The industry, which employs 23 percent of the employed and accounts for 14 percent of GDP, is dominated by the food industry. The most important source of energy is oil, which together with machines and food accounts for a large part of imports. The most important trading partners are the United Arab Emirates, France, the United Kingdom and Spain.

  • COUNTRYAAH: Find major trading partners of Seychelles, including major exports and major imports with latest trade value and market share as well as growth rate.

Tourism and gastronomy

Abbreviated as SYC by, Seychelles has a pleasant climate and fine beaches, and tourism is very important for the country’s economy. The island group was visited in 1995 by 121,000 foreign visitors and in 2012 by 208,000. To protect the environment, the government has set a ceiling of 200,000 visitors per year. Most visitors come from Europe, mainly France. In order to preserve the sensitive and unique nature but still receive good income from tourism, a well thought-out tourism policy is implemented which involves investing in strong groups at the same time as large areas are set aside as national parks and nature reserves. Tourism is concentrated to the islands of Mahé, Praslin and La Digue.

Note: the capital city of Seychelles is Victoria with a population of 28,000 (UN estimate 2018). Other major cities include Anse Royal.

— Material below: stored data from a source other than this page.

PR #86587, opened 2023-12-28
Enhance & fix `WorkerThreadPool`

### LINKED ISSUE #78790: Error on exit about pages still in use for Thread and WorkerThreadPool::Task
### Godot version

4.1.rc (9a09ee5d0217c4d5e5668fccddfa477bf16af357)

### System information

Mageia 9, Linux

### Issue description

On some projects (exact characteristics TBD, my MRP uses a VideoStreamPlayer that autoplays a video with sound), the following errors are printed in the console when closing the project:

```
ERROR: Pages in use exist at exit in PagedAllocator: 6Thread
   at: ~PagedAllocator (./core/templates/paged_allocator.h:170)
ERROR: Pages in use exist at exit in PagedAllocator: N16WorkerThreadPool4TaskE
   at: ~PagedAllocator (./core/templates/paged_allocator.h:170)
```

It happens both when closing the window with the cross button, or Alt+F4. It doesn't happen all the times, and might be related to quitting very early on (i.e. start, then close shortly after the scene starts).

### Steps to reproduce

- Run MRP directly, quit shortly after the window initialized and the scene starts rendering / playing the video.
- It may print the above errors in the terminal. If not, try again a few times.

[VideoScene.zip](https://github.com/godotengine/godot/files/11893613/VideoScene.zip)
(MRP derived from https://github.com/godotengine/godot/issues/78788, but I've seen this in other scenes not using VideoStreamPlayer.)

RandomShaper:
A number of changes to the `WorkerThreadPool`, split into commits with specific goals:

**2023-01-05:** Heavily edited after squashing two commits together and greatly polishing some changes.

- ### WorkerThreadPool: Overhaul scheduling and synchronization

This commits rewrites the sync logic in a way that the `use_system_threads_for_low_priority_tasks` setting, which was added due to the lack of a cross-platform wait-for-multiple-objects functionality, can be removed (it's as if it was effectively hardcoded to `false`).

With the new implementation, we have the best of both worlds: threads don't have to poll, plus no bespoke threads are used.

In addition, regarding deadlock prevention, since not every possible case of wait-deadlock could be avoided, this commits removes the current best-effort avoidance mechanisms and keeps only a simple, pessimistic way of detection.

It turns out that the only current user of deadlock prevention, ResourceLoader, works fine with it and so every possible situation in resource loading is now properly handled, with no possibilities of deadlocking. There's a comment in the code with further details.

Lastly, a potential for load tasks never being awaited/disposed is cleared.

- ### WorkerThreadPool: Avoid deadlocks when `CommandQueueMT` is involved

This commit lets `CommandQueueMT` play nicely with the WorkerThreadPool to avoid non-progressable situations caused by an interdependence between both. While a command queue is being flushed, it allows the `WorkerThreadPool` to release
the lock of the former while tasks are being awaited so they can make progress in case they need in turn to post to the command queue.

- ### WorkerThreadPool: Avoid most runtime allocations

Just a little optimization.

**NOTE:**
With `RID_Owner` we could replace each pair of `PagedAllocator` and `HashMap`-of-ids-to-pointers. However, that would force us to expose `RID` as the task/group id, instead of `int`, which would break the API. Too bad. Let's wait until Godot 5.0.

---

~Includes #86555.~
Fixes #78790.

---

Testing appreciated. I'll keep testing it on different projects.

### DIFF
--- a/core/object/worker_thread_pool.cpp
+++ b/core/object/worker_thread_pool.cpp
@@ -33,6 +33,7 @@
 #include "core/object/script_language.h"
 #include "core/os/os.h"
 #include "core/os/thread_safe.h"
+#include "core/templates/command_queue_mt.h"
 
 void WorkerThreadPool::Task::free_template_userdata() {
 	ERR_FAIL_NULL(template_userdata);
@@ -42,6 +43,8 @@ void WorkerThreadPool::Task::free_template_userdata() {
 }
 
 WorkerThreadPool *WorkerThreadPool::singleton = nullptr;
+
+thread_local CommandQueueMT *WorkerThreadPool::flushing_cmd_queue = nullptr;
 
 void WorkerThreadPool::_process_task(Task *p_task) {
 	int pool_thread_index = thread_ids[Thread::get_caller_id()];
@@ -428,7 +431,15 @@ Error WorkerThreadPool::wait_for_task_completion(TaskID p_task_id) {
 
 					if (!task_to_process) {
 						caller_pool_thread->awaited_task = task;
+
+						if (flushing_cmd_queue) {
+							flushing_cmd_queue->unlock();
+						}
 						caller_pool_thread->cond_var.wait(lock);
+						if (flushing_cmd_queue) {
+							flushing_cmd_queue->lock();
+						}
+
 						DEV_ASSERT(exit_threads || caller_pool_thread->signaled || task->completed);
 						caller_pool_thread->awaited_task = nullptr;
 					}
@@ -540,7 +551,14 @@ void WorkerThreadPool::wait_for_group_task_completion(GroupID p_group) {
 
 	{
 		Group *group = *groupp;
+
+		if (flushing_cmd_queue) {
+			flushing_cmd_queue->unlock();
+		}
 		group->done_semaphore.wait();
+		if (flushing_cmd_queue) {
+			flushing_cmd_queue->lock();
+		}
 
 		uint32_t max_users = group->tasks_used + 1; // Add 1 because the thread waiting for it is also user. Read before to avoid another thread freeing task after increment.
 		uint32_t finished_users = group->finished.increment(); // fetch happens before inc, so increment later.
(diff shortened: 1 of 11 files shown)


fire:
The changes to the xml documentation are straightforward changes, but any idea why the asan and such is failing.

RandomShaper:
Marking as _Needs work_ because I'm rethinking one of the changes a bit, as I've found room for extra improvement.

RandomShaper:
Now I'm happy with this.

reduz (approved):
Looks good, I like the new approach!

core/object/worker_thread_pool.cpp
```diff
@@ -150,88 +132,163 @@ void WorkerThreadPool::_process_task(Task *p_task) {
...
-		if (post) {
-			task_available_semaphore.post();
-		}
 	}
+
+	set_current_thread_safe_for_nodes(safe_for_nodes_backup);
 }
 
 void WorkerThreadPool::_thread_function(void *p_user) {
+	ThreadData &thread_data = singleton->threads[singleton->get_thread_index()];
```
AThousandShips, line 168: This fails if the return is `-1`, when the thread id is not present

RandomShaper: This case has turned out to be very interesting! At first, I thought that, since this function only serves as the entry point of the thread, there's no possibility the id is not found. Then, I realized that, given how the ids map and the threads array are initialized, there is a race condition. Finally, I decided to directly pass the pointer to the relevant thread data structure via user data. Then, and this is the amusing thing, I found that the threads are already created with `&threads[i]` passed as user data, and that was the case when the WTP was first written, even if it wasn't used then! It's as if Juan had left it for me in the future.

AThousandShips: The adventures in code! Good detective work!

clayjohn:
I just cancelled CI, the tests that run the unit tests appeared to be totally stuck. They had been running for 5 hours when I cancelled the workflow

AThousandShips:
Sounds like a deadlock somewhere, suspect the threads aren't joined correctly

RandomShaper:
I've reproduced it locally. Thankfully the current tests stress the thing enough to make the issue apparent. When group tasks are involved in huge amounts, some low-prio tasks are kept in the queue with no threads realizing the need to claim them. Under investigation. 🔍

RandomShaper:
OK. I've found and fixed the logic error.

Seafood dominates the cuisine of the Seychelles; mackerel, shark, tuna, parrot, shrimp, crab, crawfish and octopus are eaten grilled with fruits and vegetables or in a mostly chilli curry stew with rice. Often, a soup starts the meal, perhaps of broad, which is a general term for leafy greens, and onions and tomatoes. Chili is included in almost all dishes and is also served as a snack, perhaps in the company of strong chutneys of e.g. mango and pumpkin. Salads (satini, often with vegetables and fruits mixed) with lime dressing are popular. Pwason saleis dried, salted fish, which is a common ingredient in pots. Meat (goat, chicken, lamb or bat) is often turned into a stew with sweet potatoes or a curry. The desserts can consist of sumptuous fruit salads or often heavy and powerful coconut or banana cakes.